I have accepted your departure,
and ever since, I keep singing the endless hymn of patience.
I accepted, thinking,
that in the garden where you had blossomed as a celestial flower,
there was no caretaker, no gardener.
I accepted, rather thinking,
that on the night when the sky grew heavy with clouds,
you were then the lone visible shard of moonlight.
I thought,
a flower blooming in the garden can be easily picked by anyone,
I thought, the moon in the sky can be freely gazed upon by anyone.
But in the very moment of reaching out, that day the gardener came and stood before me,
and to veil you away, the clouds rushed in,
a little too far, a little too eager.
That is why you could not be gathered by me,
even after a whole night of waiting, you never emerged
from behind the shroud of clouds.
So I steadied myself this way,
you are another’s flower, the queen of the clouds,
can love ever be born in you for mortals?

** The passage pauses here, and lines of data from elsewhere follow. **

PR #1471, opened 2019-03-23
Invalid redirect in pipe

louisbuchbinder:
There is a bug in redirects during a pipe. If the request responds with a redirect status, but an empty Location header then superagent will throw `Uncaught TypeError: Cannot read property '_pipeContinue' of undefined`.

To reproduce you can checkout my tests (without the patch) and run them. You will see:
```bash
 330 passing (8s)                               
  5 pending                                
  1 failing                                      
                                             
  1) request pipe should not throw on bad redirects:          
     Uncaught TypeError: Cannot read property '_pipeContinue' of undefined
      at ClientRequest.req.once.res (lib/node/index.js:414:33)
      at HTTPParser.parserOnIncomingClient [as onIncoming] (_http_client.js:543:21)
      at HTTPParser.parserOnHeadersComplete (_http_common.js:112:17)
      at Socket.socketOnData (_http_client.js:440:20)
      at addChunk (_stream_readable.js:263:12)
      at readableAddChunk (_stream_readable.js:250:11)
      at Socket.Readable.push (_stream_readable.js:208:10)
      at TCP.onread (net.js:597:20)  
```

or you can reproduce with by hand with something like:

```
http.createServer((req, res) => {
  res.setHeader('Location', '');
  res.statusCode = 302;
  res.end();
}).listen(8000);

require('superagent').get('localhost:8000/').pipe(require('fs').createWriteStream('./temp'));

```

### DIFF
--- a/.gitignore
+++ b/.gitignore
@@ -15,3 +15,4 @@ coverage
 .nyc_output
 lib
 dist
+*.swp
--- a/test/node/pipe.js
+++ b/test/node/pipe.js
@@ -17,8 +17,16 @@ app.get('/', (req, res) => {
   fs.createReadStream('test/node/fixtures/user.json').pipe(res);
 });
 
-app.post('/', (req, res) => {
-  if (process.env.HTTP2_TEST) {
+app.get("/redirect", (req, res) => {
+  res.set('Location', '/').sendStatus(302);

Thus, you could not be mine,
there could not be our union.
And my only companion today is patience,
and so I keep singing, ceaselessly, this hymn of patience.
Whatever is lost upon the bosom of the earth, or left unclaimed,
I have heard that patience is the very last refuge.
Other than this, is there truly anything
that heals the ache of what cannot be possessed?
Do you know of any faith beyond this?